__EXERCISE INPUT__.
**********

Issue #12317, opened 2020-05-26
Mysql logging can lose CLS context when benchmark flag is true


Mikxail:
## Issue Description
Mysql logging can lose CLS context when benchmark flag is true

### What are you doing?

**********

__DIRECTIONS__. The full listing above needs to be output exactly.

__REPLY__.
Issue #12317, opened 2020-05-26
Mysql logging can lose CLS context when benchmark flag is true


Mikxail:
## Issue Description
Mysql logging can lose CLS context when benchmark flag is true

### What are you doing?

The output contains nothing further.